Por fin llegó a un grado tal de enfermedad en que, para acostarle, había que manejarle como una falúa que entra en un canal peligroso. Luego, llegó el día de la muerte. Aquel brillante y escéptico personaje de quien sólo el entendimiento sobrevivía a la más espantosa de las destrucciones, se vio entre un médico y un confesor, los dos seres que le eran más antipáticos. Pero estuvo jovial con ellos. ¿Acaso no había para él una luz brillante tras el velo del porvenir? Sobre aquella tela, para unos de plomo, diáfana para él, jugaban como sombras las arrebatadoras delicias de la juventud.
Era una hermosa tarde cuando don Juan sintió la proximidad de la muerte. El cielo de España era de una pureza admirable, los naranjos perfumaban el aire, las estrellas destilaban luces vivas y frescas, parecía que la naturaleza le daba pruebas ciertas de su resurrección, un hijo piadoso y obediente le contemplaba con amor y respeto. Hacia las once, quiso quedarse solo con aquel cándido ser.
‑Felipe ‑le dijo con una voz tan tierna y afectuosa que hizo estremecerse y llorar de felicidad al joven. Jamás había pronunciado así «Felipe», aquel padre inflexible.
‑Escúchame, hijo mío ‑continuó el moribundo. Soy un gran pecador. Durante mi vida, también he pensado en mi muerte. En otro tiempo, fui amigo del gran papa Julio II. El ilustre pontífice temió que la excesiva exaltación de mis sentidos me hiciese cometer algún pecado mortal entre el momento de expirar y de recibir los santos óleos; me regaló un frasco con el agua bendita que mana entre las rocas, en el desierto. He mantenido el secreto de este despilfarro del tesoro de la Iglesia, pero estoy autorizado a revelar el misterio a mi hijo, in articulo mortis. Encontrarás el frasco en el cajón de esa mesa gótica que siempre ha estado en la cabecera de mi cama… El precioso cristal podrá servirte aún, querido Felipe. Júrame, por tu salvación eterna, que ejecutarás puntualmente mis órdenes.

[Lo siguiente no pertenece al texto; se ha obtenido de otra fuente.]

Issue #298, opened 2014-02-26
empty Name and email does not show error while editing details in the account tab


saurabh95:
Empty name and email does not show any error and also it does not check whether it is a valid email or not

saurabh95:
working on it

mitechie:
Landed this update.

PR #303, opened 2014-02-26
Fixed issue #298

saurabh95:
Now the email is validated and also user is informed if he has entered empty name or email


mitechie:
Thanks for working hard on this. I've landed another branch that's very similiar as to the type of setup and testing required. Please take a look at how it sets up the extra html in the test file and then fakes out the AJAX call with data and runs the tests after that completes. 

https://github.com/bookieio/Bookie/commit/6195cab1190598d1c40985feab0a249d1242769c

PR #304, opened 2014-02-26
Fixes #290

### LINKED ISSUE #290: timezone bug in the tests
http://paste.ubuntu.com/6995880/

pqrth:
Since the test is system dependent, absolute date values replaced with
relative one in chrome_data_test


mitechie:
Thanks so much for the test fix!

PR #306, opened 2014-02-27
Fixed issue#254

badanomaly:
Fix for issue#254. Now search returns a "good" error message when accessing an out of bound page through the api.


bookie/views/api.py
```diff
@@ -513,11 +513,16 @@ def search_results(request):
...
-    res_list = searcher.search(phrase,
+    try:
+        res_list = searcher.search(phrase,
                                content=search_content,
                                username=username if with_user else None,
                                ct=count,
                                page=page)
+    except ValueError, exc:
+        request.response.status_int = 404
+        ret = {'error': "Bad Request:Page number out of bound"}
```
mitechie: let's put a space after the colon here.

mitechie:
This looks like a great fix. Are you up for writing a test for it? 

The link below is to an existing search test and in your case you could tweak something like that and add the offset "page=10" or what not to the request to generate the error. Then you'd be verifying that you get the 404 and the json error message returned. 

https://github.com/bookieio/Bookie/blob/develop/bookie/tests/test_api/test_base_api.py#L369

badanomaly:
Closing this pull request because i again messed up my working directory and there are a lot of unnecessary commits associated with this one.

PR #309, opened 2014-02-27
fix repository url in git clone instructions in README.rst

dyladan:
It currently points to mitechie when it should point to bookieio


mitechie:
Thanks!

Felipe miró a su padre. Don Juan conocía demasiado la expresión de los sentimientos humanos como para no morir en paz bajo el testimonio de aquella mirada, como su padre había muerto en la desesperanza de su propia mirada.

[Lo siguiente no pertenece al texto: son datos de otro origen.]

PR #127, opened 2013-10-20
Use GLOB_SUBST with $arg ($~arg) and check suffix aliases

### LINKED ISSUE #126: error/warning "_zsh_highlight_main_highlighter:36: bad assignment" when completing "!$", where the expansion starts with a "="
After

    % vi =foo.sh

tab-completion of `!$` results in an error:

    % !$_zsh_highlight_main_highlighter:36: bad assignment
    =foo.sh

Using `set -x` it is caused by this:

    +_zsh_highlight_main_highlighter:38> alias '=foo.sh'
    _zsh_highlight_main_highlighter:38: bad assignment

The argument is considered to be an alias from this:

    res=$(LC_ALL=C builtin type -w $arg 2>/dev/null)

    % builtin type -w =foo.sh 
    sh: alias

    % builtin type =foo.sh   
    sh is a suffix alias for zsh-mime-handler

The first issue is, that `=foo.sh` should get resolved first (absolute path of "foo.sh", if any), and then looked at by `type`.

The second minor issue appears to be that the suffix aliases setup by zsh-mime-setup should not get considered to be an alias, if they are a command/executable file maybe.

    autoload -U zsh-mime-setup
    zsh-mime-setup

A fix for the second problem might be to use "-p" with `type`.

blueyed:
$~arg resolves "=foo" and suffix aliases might be used in general or via
zsh-mime-setup.

Fixes #126

### DIFF
--- a/highlighters/main/main-highlighter.zsh
+++ b/highlighters/main/main-highlighter.zsh
@@ -93,11 +93,21 @@ _zsh_highlight_main_highlighter()
      if [[ -n ${(M)ZSH_HIGHLIGHT_TOKENS_PRECOMMANDS:#"$arg"} ]]; then
       style=$ZSH_HIGHLIGHT_STYLES[precommand]
      else
-      res=$(LC_ALL=C builtin type -w $arg 2>/dev/null)
+      # ~: use GLOB_SUBST to resolve "=foo.sh" (https://github.com/zsh-users/zsh-syntax-highlighting/issues/126)
+      if [[ $arg[1] == '=' ]]; then
+        local arg_resolved=$~arg
+      else
+        local arg_resolved=$arg
+      fi
+      res=$(LC_ALL=C builtin type -w $arg_resolved 2>/dev/null)
       case $res in
         *': reserved')  style=$ZSH_HIGHLIGHT_STYLES[reserved-word];;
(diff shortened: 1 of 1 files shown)


danielshahaf:
I don't think we can just use `$~arg` because it may run arbitrary code, e.g.,

```
% s='*.txt(e*REPLY=foo*)' 
% print -l ${(z)s}        
*.txt(e*REPLY=foo*)
% print $~s               
foo foo foo foo
```

I don't understand why `nonomatch` is needed.

blueyed:
Re `nonomatch` I wrote the following in 2013, but cannot recall why and when (I thought it was needed):

> Otherwise it may fail hard if e.g. "=1" is not found while editing the prompt. (https://github.com/blueyed/zsh-syntax-highlighting/commit/b4df380e267ecac56e6ae9ea3098a15039361f6d)

That might be fixed in another way by now?!

danielshahaf:
Yes, I saw that log message but didn't understand from it what the problem was. So let's put the `nonomatch` patch on hold until someone can argue for it.

The first patch in this series can't be merged as-is (due to use of `$~arg` as mentioned above, and since the parent issue has consensus that the right fix is to make `type -w` smarter), so let's close this PR, and once the `type -w` improvements lands in zsh, we can fix zsh-syntax-highlighting to make use of that.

‑Tú merecías otro padre, ‑continuó don Juan‑. Me atrevo a confesarte, hijo mío, que en el momento en que el venerable abad de Sanlúcar me administraba el viático, pensaba en la incompatibilidad de los dos poderes, el del diablo y el de Dios.
‑¡Oh, padre!
‑Y me decía a mí mismo que, cuando Satán haga su paz, tendrá que acordar el perdón de sus partidarios, para no ser un gran miserable. Esta idea me persigue. Iré, pues, al infierno, hijo mío, si no cumples mi voluntad.

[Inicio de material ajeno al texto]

PR #136, opened 2014-01-31
highlight path separators

blaenk:
This adds support for highlighting path separators. Let me know what you think.


danielshahaf:
(Sorry for the late response; I was only granted push access here last week.)

Quick review: the implementation seems reasonable.

- Using `:=` for `$style_override` seems wrong, since that sets the variable _after_ the place that tests its value.
- In `mkdir -p /etc/foo/bar/baz`, path separators are not highlighted if there are two or more non-existent path components. From a user's point of view, this would be nice to have; from an implementor's, I'm not sure how complicated this would be to implement (without too many false positives, complexity, etc).

I currently focus on bugfixes, not on new features.

danielshahaf:
This was resubmitted as #260 and merged.  Thanks for the patch!

PR #149, opened 2014-09-25
README: make installation step 1 more accurate

lathan:
You cannot download just the "script". You need the entire directory/repo.

This is the same #145 but with fixed link.


danielshahaf:
I changed the patch a little to avoid a URL in the middle of a paragraph. Thanks for the patch, @lathan.

PR #159, opened 2015-01-27
Multiline

danielshahaf:
The 'main' highlighter does not highlight certain multiline constructs
correctly.  By code inspection, it disregards $PREBUFFER entirely, so any
multiline construct where the start of a line is not a new command would be
misparsed and mishighlighted.  This patch series fixes a few such cases.
Regression tests are included.

### DIFF
--- a/highlighters/main/main-highlighter.zsh
+++ b/highlighters/main/main-highlighter.zsh
@@ -102,7 +102,7 @@ _zsh_highlight_main_highlighter()
     local substr_color=0
     local style_override=""
     [[ $start_pos -eq 0 && $arg = 'noglob' ]] && highlight_glob=false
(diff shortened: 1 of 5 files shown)


danielshahaf:
I've pushed another commit to the branch that handles the before-the-newline part of multiline strings.  (I accidentally left that part out during a rebase.)

danielshahaf:
The fourth patch 384be15b130a54d19e3d0183b645edd440645ccb does not fix the case of a literal newline immediately followed by a space. It does fix the case of a literal newline immediately followed by non-whitespace. I presume the whitespace-skipping logic of `$start_pos` is the issue.

danielshahaf:
> The fourth patch 384be15 does not fix the case of a literal newline immediately followed by a space.

Fixed by the just-pushed commit c2b9327b0763f3457fb09db17e22ee9e1e024792.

‑¡Oh, decídmela pronto, padre!
‑Tan pronto como haya cerrado los ojos ‑continuó don Juan‑, unos minutos después, cogerás mi cuerpo, aún caliente, y lo extenderás sobre una mesa, en medio de la habitación. Después apagarás la luz. El resplandor de las estrellas deberá ser suficiente. Me despojarás de mis ropas, rezarás padrenuestros y avemarías elevando tu alma a Dios y humedecerás cuidadosamente con este agua santa mis ojos, mis labios, toda mi cabeza primero, y luego sucesivamente los miembros y el cuerpo; pero, hijo mío, el poder de Dios es tan grande, que no deberás asombrarte de nada.
Entonces, don Juan, que sintió llegar la muerte, añadió con voz terrible:
‑Coge bien el frasco ‑y expiró dulcemente en los brazos de su hijo, cuyas abundantes lágrimas bañaron su rostro irónico y pálido.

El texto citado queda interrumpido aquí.